The key is to look beyond just the obvious places like marketing. Superconsumers can exist in your company across all functions. And they’re sure to have great ideas about how to improve your products and business.

If there are superconsumers in your midst, and if they’re encouraged to speak their minds, they will inject your culture with extra doses of energy, empathy, and creativity.

Unlocking Energy

The airline industry has experienced great volatility from deregulation, takeovers through mergers and acquisitions, and, as always, unpredictable forces of nature. So when I asked Mark Krolick—managing director of marketing and product development at United Airlines—about the hypothesis that having more superconsumers as leaders or employees enhances business performance, he smiled. “My guess is that one hundred percent of United’s employees are superconsumers of travel,” he said. “The romance of travel is near and dear to everyone’s heart. There can be a lot of stress in this industry. It’s not for everyone. But our employees know this full well and embrace this because it is a labor of love.”

Krolick also noted that a meaningful number of United Airlines employees are also pilots—these are super-superconsumers. Krolick himself is a pilot, and although he does admit that his pilot skills don’t necessarily help him out in the day-to-day aspects of marketing, they do help him appreciate the challenges that exist on the front lines and cross-functionally. “The learning curve in any industry is steep, but it is particularly so in the airline industry.

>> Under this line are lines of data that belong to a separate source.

PR #35, opened 2018-08-01
Tests: VLCMediaList

mkchoi212:
Includes tests for #34 `VLCMediaList::removeMediaAt`
Needs to be rebased after #34

### DIFF
--- a/Tests/Sources/VLCMediaListDelegateTest.swift
+++ b/Tests/Sources/VLCMediaListDelegateTest.swift
@@ -76,7 +76,8 @@ class VLCMediaListDelegateTest: XCTestCase {
             (10, 0, false),
         ]
         
-        let source = Video.standards.map{ VLCMedia(path: $0.path) }
+        let videos = [Video.test1, Video.test2, Video.test3, Video.test4]
+        let source = videos.map{ VLCMedia(path: $0.path) }
         let mediaList = try XCTAssertNotNilAndUnwrap(VLCMediaList(array: source))
 
         for (deleteIdx, count, removalSuccessful) in tests {
--- a/Tests/Sources/VLCMediaListDelegateTest.swift
+++ b/Tests/Sources/VLCMediaListDelegateTest.swift
@@ -1,0 +1,99 @@
+/*****************************************************************************
+ * VLCMediaListDelegateTest.swift
+ *****************************************************************************
+ * Copyright (C) 2018 Mike JS. Choi
+ * Copyright (C) 2018 VLC authors and VideoLAN
+ * $Id$
+ *
+ * Authors: Mike JS. Choi <mkchoi212 # icloud.com>
+ *
+ * This program is free software; you can redistribute it and/or modify it
+ * under the terms of the GNU Lesser General Public License as published by
+ * the Free Software Foundation; either version 2.1 of the License, or
+ * (at your option) any later version.
+ *
+ * This program is distributed in the hope that it will be useful,
+ * but WITHOUT ANY WARRANTY; without even the implied warranty of
+ * MERCHANTABILITY or FITNESS FOR A PARTICULAR PURPOSE. See the
+ * GNU Lesser General Public License for more details.
+ *
+ * You should have received a copy of the GNU Lesser General Public License
+ * along with this program; if not, write to the Free Software Foundation,
+ * Inc., 51 Franklin Street, Fifth Floor, Boston MA 02110-1301, USA.
+ *****************************************************************************/
+
+import XCTest
+
+final class MockMediaListDelegate: NSObject, VLCMediaListDelegate {
+    var removedIdx: UInt?
+    var removedExpectation: XCTestExpectation?
+    
+    func mediaList(_ aMediaList: VLCMediaList!, mediaRemovedAt index: UInt) {
+        removedIdx = index
+        removedExpectation?.fulfill()
+    }
+}
+
+class VLCMediaListDelegateTest: XCTestCase {
+    
+    // MARK: Delegate callbacks
+    
+    func testMediaRemovedAt() throws {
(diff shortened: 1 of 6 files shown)


Tests/Sources/VLCMediaListDelegateTest.swift
```diff
@@ -0,0 +1,97 @@
...
+        mediaList.delegate = delegate
+        
+        for idx in stride(from: UInt(source.count - 1), to: 0, by: -1) {
+            let delegateCalled = expectation(description: "delegate::mediaRemovedAt called")
+            delegate.removedExpectation = delegateCalled
+            
+            let oldCount = mediaList.count
+            
+            // Remove media from list
+            let ok = mediaList.removeMedia(at: idx)
```
carolanitz, line 56: move the XCTAssertTrue here maybe? :D

Tests/Sources/VLCMediaListDelegateTest.swift
```diff
@@ -0,0 +1,97 @@
...
+            (0,  0, true),
+            (10, 0, false),
+        ]
+        
+        let source = Video.standards.map{ VLCMedia(path: $0.path) }
+        let mediaList = try XCTAssertNotNilAndUnwrap(VLCMediaList(array: source))
+
+        for (deleteIdx, count, ok) in tests {
+            let removalResult = mediaList.removeMedia(at: deleteIdx)
+            XCTAssertEqual(removalResult, ok)
```
carolanitz: I would rename it from ok to removalSuccessful

Tests/Sources/VLCMediaListDelegateTest.swift
```diff
@@ -0,0 +1,97 @@
...
+            (9,  4, false),
+            (3,  3, true),
+            (1,  2, true),
+            (99, 2, false),
+            (1,  1, true),
+            (0,  0, true),
+            (10, 0, false),
+        ]
+        
+        let source = Video.standards.map{ VLCMedia(path: $0.path) }
```
carolanitz: isn't this fragile? When someone adds a Video to the standards the entire tests will fail, right?

Tests/Sources/VLCMediaListTest.swift
```diff
@@ -0,0 +1,55 @@
...
+ * along with this program; if not, write to the Free Software Foundation,
+ * Inc., 51 Franklin Street, Fifth Floor, Boston MA 02110-1301, USA.
+ *****************************************************************************/
+
+import XCTest
+
+class VLCMediaListTest: XCTestCase {
+
+    func testRemoveMedia() throws {
+        let videos = [Video.test1, Video.test1, Video.test2, Video.test3, Video.test4, Video.test4]
```
carolanitz, line 30: I like this approach better than the standards

Tests/Sources/VLCMediaListTest.swift
```diff
@@ -0,0 +1,55 @@
...
+            (2, [NF, 0, 1,NF,NF, 2], true),
+            (1, [NF, 0,NF,NF,NF, 1], true),
+            (8, [NF, 0,NF,NF,NF, 1], false),
+            (0, [NF,NF,NF,NF,NF, 0], true),
+            (0, [NF,NF,NF,NF,NF,NF], true),
+            (6, [NF,NF,NF,NF,NF,NF], false)
+        ]
+        
+        for (targetIdx, expectedState, ok) in tests {
+            let removalResult = mediaList.removeMedia(at: targetIdx)
```
carolanitz, line 48: 👍

Tests/Sources/VLCMediaListTest.swift
```diff
@@ -0,0 +1,55 @@
...
+        let NF = UInt(NSNotFound)
+        let tests: [(targetIdx: UInt, expectedState: [UInt], ok: Bool)] = [
+            (0, [NF, 0, 1, 2, 3, 4], true),
+            (3, [NF, 0, 1, 2,NF, 3], true),
+            (9, [NF, 0, 1, 2,NF, 3], false),
+            (2, [NF, 0, 1,NF,NF, 2], true),
+            (1, [NF, 0,NF,NF,NF, 1], true),
+            (8, [NF, 0,NF,NF,NF, 1], false),
+            (0, [NF,NF,NF,NF,NF, 0], true),
+            (0, [NF,NF,NF,NF,NF,NF], true),
```
carolanitz, line 43: quick question when you try again to remove at index 0 after removing it already at index 0 shouldn't the result be false? Do we need the NF in expectedState? I found it a bit confusing to match the index with the correct position because of it

mkchoi212:
Commits have been rebased :D Sorry for noticing it just now!

Tests/Sources/VLCMediaListTest.swift
mkchoi212: > quick question when you try again to remove at index 0 after removing it already at index 0 shouldn't the result be false?

No, because the previous state contains a media. `expectedState` is what the list looks like **after** the removal. 

> Do we need the NF in expectedState? 

I see where you are coming from and yeah it's a bit hard to match the indices. But I think it would be better to be explicit about exactly which media was removed.

e.g. Let say you have something like this

```swift
let videos = [Video.test1, Video.test1]
let removalResult = mediaList.removeMedia(at: 0)
let currentState = source.map{ mediaList.index(of: $0) }
XCTAssertEqual(currentState, [0])
```

From `XCTAssertEqual(currentState, [0])`, you can't tell which of the two `Video.test1` was removed.

MarcelRaschke (approved):

lawchingman (approved):

lawchingman (approved):

lawchingman (approved):

lawchingman (approved):

lawchingman (approved):

PR #38, opened 2018-08-06
VLCMedia: fix mediaWithURL redundant encoding (closes #139)

mkchoi212:
Gitlab [Issue](https://code.videolan.org/videolan/VLCKit/issues/139)

PR **checks if the provided url has been already encoded** to prevent redundant url encoding.

### DIFF
--- a/Sources/VLCMedia.m
+++ b/Sources/VLCMedia.m
@@ -269,13 +269,7 @@ static void HandleMediaParsedChanged(const libvlc_event_t * event, void * self)
         const char *url;
         VLCLibrary *library = [VLCLibrary sharedLibrary];
         NSAssert(library.instance, @"no library instance when creating media");
-
-        if (([[anURL absoluteString] hasPrefix:@"sftp://"]) ||
-            ([[anURL absoluteString] hasPrefix:@"smb://"])) {
-            url = [[[anURL absoluteString] stringByRemovingPercentEncoding] UTF8String];
-        } else {
-            url = [[anURL absoluteString] UTF8String];
-        }
+        url = [[[anURL absoluteString] stringByRemovingPercentEncoding] UTF8String];
 
         p_md = libvlc_media_new_location(library.instance, url);
 
--- a/Tests/Sources/VLCMediaTest.swift
+++ b/Tests/Sources/VLCMediaTest.swift
@@ -38,4 +38,41 @@ class VLCMediaTest: XCTestCase {
             XCTAssertEqual(expected, actual, input)
         }
     }
+    
+    func testInitWithUrl() throws {
+        let tests = [
+            "sftp://dummypath.mov",
+            "smb://dummypath.mkv",
+            "http://www.xyz.com/我们走吧.mp3".encodeURL(),
+            "smb://server/가즈아.mp3".encodeURL(),
+            "smb://server/media file.mp3".encodeURL()
+        ]
+        
+        for path in tests {
+            let url = try XCTAssertNotNilAndUnwrap(URL(string: path))
+            let media = VLCMedia(url: url)
+            XCTAssertEqual(media.url, url)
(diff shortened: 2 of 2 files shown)


Sources/VLCMedia.m
```diff
@@ -948,7 +948,9 @@ - (void)initInternalMediaDescriptor
         return;
     }
 
-    urlString = [urlString stringByAddingPercentEscapesUsingEncoding:NSUTF8StringEncoding];
+    if ([[urlString stringByRemovingPercentEncoding] isEqualToString:urlString]) {
+        urlString = [urlString stringByAddingPercentEscapesUsingEncoding:NSUTF8StringEncoding];
```
carolanitz: shouldn't this be stringByAddingPercentEncodingWithAllowedCharacters instead?

carolanitz (approved):
just that one deprecation change rest looks good :)

Sources/VLCMedia.m
```diff
@@ -948,7 +948,9 @@ - (void)initInternalMediaDescriptor
         return;
     }
 
-    urlString = [urlString stringByAddingPercentEscapesUsingEncoding:NSUTF8StringEncoding];
+    if ([[urlString stringByRemovingPercentEncoding] isEqualToString:urlString]) {
+        urlString = [urlString stringByAddingPercentEncodingWithAllowedCharacters:[NSCharacterSet URLQueryAllowedCharacterSet]];
```
mkchoi212: Not 100% sure about `URLQueryAllowedCharacterSet`. Thoughts?? @carolanitz

carolanitz: @tguillem just pointed out that we should never get into the situation where we deal with a percentencoded string in the first place and we should catch this case earlier when a user of the framework gives us such a url and adjust the documentation to make clear that the url should not be percentencoded

carolanitz (changes requested):
@tguillem just pointed out that we should never get into the situation where we deal with a percentencoded string in the first place and we should catch this case earlier when a user of the framework gives us such a url and adjust the documentation to make clear that the url should not be percentencoded

Sources/VLCMedia.m
```diff
@@ -269,13 +269,7 @@ - (instancetype)initWithURL:(NSURL *)anURL
...
         VLCLibrary *library = [VLCLibrary sharedLibrary];
         NSAssert(library.instance, @"no library instance when creating media");
-
-        if (([[anURL absoluteString] hasPrefix:@"sftp://"]) ||
-            ([[anURL absoluteString] hasPrefix:@"smb://"])) {
-            url = [[[anURL absoluteString] stringByRemovingPercentEncoding] UTF8String];
-        } else {
-            url = [[anURL absoluteString] UTF8String];
-        }
+        url = [[[anURL absoluteString] stringByRemovingPercentEncoding] UTF8String];
```
mkchoi212, line 272: @tguillem When creating a NSURL with special characters (e.g. Chinese characters), you need to percent-encode the string. This removes any existing percent encoding if the user passes in one to prevent duplicate percent-encoding in the future.

carolanitz:
@tguillem can one of you take another look at this, to check mikes change?

carolanitz:
needs testing before merging make sure you can still open http url with lots of special chars. alphanum + "-._~" should stay as is, everything else needs to be percent encoded. 
see for reference: http://git.videolan.org/?p=vlc.git;a=blob;f=src/text/url.c;h=3cfefb6aa1b2de5a5646e41bbfe77731142fb9dc;hb=HEAD#l86

carolanitz:
closing because we removed encoding handling entirely with 6b0b1794eb1b1ac802cbe815bf901b183a1078ad thank you very much though for this PR I tried it but had trouble opening some URLs. so we adjusted it to be the way the desktop apps do it

PR #40, opened 2018-08-18
Fixed issue of initializing VLCMedia with already opened stream

amosavian:
Pointer to `NSInputStream` was not passed to `open_cb`'s `opaque` parameter when stream is already opened by user.
Also removed reference to non-existing VLCHTTPInputStream

### DIFF
--- a/Sources/VLCMedia.m
+++ b/Sources/VLCMedia.m
@@ -70,14 +70,16 @@ NSString *const VLCMediaMetaChanged              = @"VLCMediaMetaChanged";
 int open_cb(void *opaque, void **datap, uint64_t *sizep) {
     NSInputStream *stream = (__bridge NSInputStream *)(opaque);
     
+    *datap = opaque;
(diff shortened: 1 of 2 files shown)


Sources/VLCMedia.m
```diff
@@ -76,8 +76,11 @@ int open_cb(void *opaque, void **datap, uint64_t *sizep) {
         *datap = opaque;
         *sizep = UINT64_MAX;
         return 0;
+    } else {
+        *datap = opaque;
```
mkchoi212: One minor suggestion! Lines 76, 77, 80, and 81 could be pulled outside the if-statement for more concise code :D

amosavian: Thanks I’ll do

carolanitz (approved):

carolanitz:
merged with 53695abfbd965c0f9be3af325cd4fbc7f3c56868

PR #41, opened 2018-08-18
Enabling iOS bitcode

amosavian:
This PR does two things:

- Enables bitcode for `DynamicMobileVLCKit` target.
- Makes `DynamicMobileVLCKit.h` public.

Bitcode and `-read_only_relocs` flag are incompatible when compiling framework for iOS device thus we have limited it to simulator only.


carolanitz (approved):
LGTM :+1: Thank you very much for the PR

PR #47, opened 2018-10-02
compileAndBuildVLCKit: Add three way merge for patches

Mikanbu:
This should ~sometimes~ make merging patches easier is there is any conflicts.


fkuehne:
I can't recommend going down this route as this just hides problems that will bite you later.

PR #49, opened 2018-10-03
VLCLibrary: Enable stats for iOS

Mikanbu:
Re-enable stats for iOS


fkuehne:
There is a performance penalty when using stats in libvlc, so this might only be useful in debug builds or should be optional.

PR #872, opened 2023-04-06
PUB-1971 Randomise test court ID and name fir E2E tests

KianKwa:
### JIRA link

https://tools.hmcts.net/jira/browse/PUB-1971

### Change description

Randomise test court ID and name fir E2E tests

```
[ ] Yes
[x] No
```


joshblackmoor (approved):

src/test/end-to-end/shared/shared-functions.ts
```diff
@@ -1,3 +1,63 @@
...
+            Provenance: 'ListAssist',
+            'Provenance Location ID': '3482',
+            'Provenance Location Type': 'Venue',
+        },
+    ];
+};
+
+const generateTestLocationFields = (): [number, string] => {
+    // Generate a random test court ID between 200 and 1000000
+    const id = randomData.getRandomNumber(200, 1000000);
```
ChrisS1512, line 27: I would up the starting number a bit just so it doesn't overlap when we get more courts.

ChrisS1512 (changes requested):

src/test/end-to-end/shared/shared-functions.ts
KianKwa: Now using a bigger starting number and a larger range for the court ID

ChrisS1512 (approved):

src/test/end-to-end/shared/shared-functions.ts
```diff
@@ -1,3 +1,63 @@
...
+            Provenance: 'ListAssist',
+            'Provenance Location ID': '3482',
+            'Provenance Location Type': 'Venue',
+        },
+    ];
+};
+
+const generateTestLocationFields = (): [number, string] => {
+    // Generate a random test court ID between 1000 and 9999999999
+    const id = randomData.getRandomNumber(1000, 9999999999);
```
ChrisS1512, line 27: The E2E test seems to be failing (ran a few times with same error). 

I think (but not checked the logs) it could be to do with the max int here. It's above the max java int (2147483647) so I think it's worth changing it to that and trying again

ChrisS1512 (changes requested):
The delete court test seems to be failing (ran a few times but same error).

src/test/end-to-end/shared/shared-functions.ts
KianKwa: Have removed one digit from the max number. Doesnt need to be that huge. It is passing now

ChrisS1512 (approved):

ashwini-mv (approved):

PR #926, opened 2023-05-18
Pub 1999

NatashaAlker:
### JIRA link

https://tools.hmcts.net/jira/browse/PUB-1999

### Change description

Display "ListAssist" rather than "SNL" as the Data Source when showing lists

```
[ ] Yes
[X] No
```


src/main/modules/nunjucks/njkFilters.ts
```diff
@@ -148,6 +148,10 @@ function createFilters(env) {
         }
         return result;
     });
+
+    env.addFilter('maskLegacyDataSource', function (provenance) {
+        return provenance == 'SNL' ? 'LIST_ASSIST' : provenance;
```
joshblackmoor, line 153: Same comment as on other PR if it should be ListAssist or LIST_ASSIST :)

joshblackmoor (commented):
Just wondering if we could add a test or two on one of the views to check that when its SNL it is successfully updated to the new name? Happy either way

src/main/controllers/CrownWarnedListController.ts
```diff
@@ -50,7 +49,7 @@ export default class CrownWarnedListController {
                 publishedDate: publishedDate,
                 publishedTime: publishedTime,
                 version: searchResults['document']['version'],
-                provenance: metaData.provenance,
+                provenance: metaData['provenance'],
```
ChrisS1512, line 52: I think this can be changed back to .provenance (It provides some type safety over the ['provenance'] version)

ChrisS1512 (changes requested):

ChrisS1512 (approved):

joshblackmoor (approved):
Nice :) Happy first ticket on pip

KianKwa (approved):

The superconsumer effect is realized in more loyalty, lower turnover for United and in the industry. Longer tenure reduces the challenge of a steep learning curve.”

Keith Levy, who oversaw the creation of Bud Light Lime and other similar products as vice president of marketing and sales for Anheuser-Busch, took a similar stand on in-house superconsumers. (Disclosure:Anheuser-Busch is a former client.) He estimated that 95 percent of Anheuser-Busch employees loved and enjoyed beer and the remaining 5 percent loved beer but could not drink it for medical reasons like celiac disease. The passion was infectious. Levy told me that his wife would accost people for drinking a competitor’s beer. Levy, now at Royal Canin, a pet food company, told me that the same employee passion holds true there. Once his employees start feeding their pets Royal Canin and seeing the clear benefits, they become much more energized and work harder because they have firsthand experience of the impact of the products they are making and selling.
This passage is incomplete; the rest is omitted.